Like most of us, I began photography many years ago by simply pointing my camera at scenes that I found interesting. I ended up with some nice pictures, sometimes. But, more often than not, the prints that came back from the lab didn't translate what I had seen. I found photography to be laced with disappointment.
Persevering, though, I made my way to photography's first truth: the camera does not record light the same ways our eyes do.
Fast forward many years and I now fully appreciate that a good photographer can look at a scene and instantly know how their gear will translate it. They understand how different film stocks render, how different sensors have varying strengths, how color will or won't be imitated, how a scene might flare through a given lens and how that flare might or might not be useful, how that red flower or that blue dress will map to a tone of gray when shooting black and white, how that red filter will shift those tonal relationships, how a large aperture will capture a very different scene than a small aperture, and on and on.

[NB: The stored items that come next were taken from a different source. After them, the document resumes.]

PR #474, opened 2022-01-08
Provide Python API to register model

### LINKED ISSUE #350: Ad-hoc pre_processor and post_processor in Jupyter/Databricks Notebook
Define a pre_processor in notebook, it won't be available in PySpark executor.

eddyxu:
Close #350

### DIFF
--- a/python/rikai/spark/model.py
+++ b/python/rikai/spark/model.py
@@ -1,0 +1,44 @@
+#  Copyright (c) 2022 Rikai Authors
+#
+#   Licensed under the Apache License, Version 2.0 (the "License");
+#   you may not use this file except in compliance with the License.
+#  You may obtain a copy of the License at
+#
+#      http://www.apache.org/licenses/LICENSE-2.0
+#
+#  Unless required by applicable law or agreed to in writing, software
+#  distributed under the License is distributed on an "AS IS" BASIS,
+#  WITHOUT WARRANTIES OR CONDITIONS OF ANY KIND, either express or implied.
+#  See the License for the specific language governing permissions and
+#  limitations under the License.
+
+"""Wraps SQL ML functionalities in Python.
+"""
+
+from pathlib import Path
+from typing import Callable, Optional, Union
+import logging
+
+from pyspark.sql import SparkSession
+from pyspark.sql.types import DataType
+
+
+def create_model(
+    name: str,
+    model_uri: Union[str, Path],
+    schema: Union[str, DataType],
+    preprocessor: Union[str, Callable] = None,
+    postprocessor: Optional[Union[str, Callable]] = None,
+    replace_if_exist: Optional[bool] = False,
+):
+    active_session = SparkSession.getActiveSession()
+    assert (
+        active_session is not None
+    ), "Must run create_model with an active SparkSession"
+    print(active_session)
+
+    logging.info("Register model=%s uri=%s schema=%s", name, model_uri, schema)
+
+
+def list_models():
+    pass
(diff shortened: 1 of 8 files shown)


python/rikai/spark/model.py
```diff
@@ -0,0 +1,116 @@
...
+    jvm = active_session._jvm
+    jvm.ai.eto.rikai.sql.spark.parser.RikaiExtSqlParser.initRegistry(
+        jvm.SparkSession.getActiveSession().get()
+    )
+    cmd = jvm.ai.eto.rikai.sql.spark.execution.CreateModelCommand(
+        name,
+        str(model_uri),
+        schema,
+        flavor,
+        preprocessor,
```
changhiskhan, line 109: would it make sense to abstract some of the interface details behind a ModelProcessor class which could have a name and func bytes?

python/rikai/spark/model.py
```diff
@@ -0,0 +1,116 @@
...
+
+    logging.info("Register model=%s uri=%s schema=%s", name, model_uri, schema)
+
+    if options is None:
+        options = {}
+    options = {str(k): str(v) for k, v in options.items()}
+
+    preprocessor_bytes = None
+    if isinstance(preprocessor, Callable):
+        preprocessor_bytes = base64.b64encode(
```
changhiskhan, line 88: can't we just use the pickled bytes directly?

python/rikai/spark/model.py
changhiskhan: or if we can use bytes directly then the datatype would be able to tell us which one it is?

python/rikai/spark/sql/codegen/base.py
```diff
@@ -74,7 +75,9 @@ def resolve(self, spec: "ModelSpec"):
             "type": "object",
             "properties": {
                 "pre": {"type": "string"},
+                "preCode": {"type": "string"},
```
changhiskhan, line 78: if we can use bytes directly we just can just use "pre" and have a list of acceptable types?

changhiskhan (commented):
yeah, i'm a little nervous about this one. If we can some of the details before a ModelTransform class or something that probably would make it more future-proof.

python/rikai/spark/sql/codegen/base.py
eddyxu: To pass model spec from jvm to python, so we are writing the spec into a json , and let python to load it. 
That's where the `bytes` need to be encoded into string.

But it might be feasible to do base64 encode / decode right at the json serialization step. I can take a look

python/rikai/spark/model.py
eddyxu: Answered in another thread, we need to pass this from JVM to python using json. 

Probally can use other binary format, i.e., protobuf? feel a little bit overkill tho.

python/rikai/spark/model.py
eddyxu: this is calling a Scala / Java code.

The type is already explicitly in java code https://github.com/eto-ai/rikai/pull/474/files#diff-a3ca47dbaa1d8ec4cc5fcf62a11aa72ee3cc47a3d564a213fb4ea41b32ab8234R47.

I can change this field to byte[], and do the base64 encoding when passing spec from jvm into python again. 
I did not do it was because 

```
case class ModelSpec
```
currently can be easily decoded via `circe-json`. If these two fields are bytes in JVM, we need to do base64 right before `circe-json` encoding.

python/rikai/spark/model.py
changhiskhan: yeah, no need for protobuf here yet i think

Photography is a narrowing process, taking the inherently wide gamut of human vision and pushing it through the limiting confines of sensor and electronic processing (or emulsion and chemistry) and optics. What results is a smaller gamut version of what we saw with our eyes.
What distinguishes every serious photographer in the world from the multitudes wielding their ubiquitous cell phone cameras is their knowledge of those limitations, of that narrowing process. Every good photographer I've ever known can predict how an image will be rendered, by whatever equipment they have at hand, long before they press the shutter.
Printmaking is a further narrowing, into an even smaller gamut.
A master printmaker in the darkroom didn't print by rote. When they chose a particular paper, or a particular contrast, when they dodged this, or burned that, when they decided to leave a print in the enlarger for an extra fifteen seconds, they didn't do it blindly. They did it because of a particular look they sought. They did it knowingly, predicting the result they would achieve.
We, most of us, seek the same thing in digital printing. We make changes in our editing software knowingly, fully expecting - predicting - how those changes will be rendered on paper. Soft proofing with ICC-managed profiles, done properly - which is to say with the requisite knowledge, process, and equipment - allows us to pre-visualize what we're trying to achieve, then provides a straightforward path to doing so.
Which isn't to say there aren't black-box approaches that don't provide good results. But just as I don't know any great photographers who don't pre-visualize the images they are making, I don't know any master printmakers who throw darts at the wall, hoping for a nice print.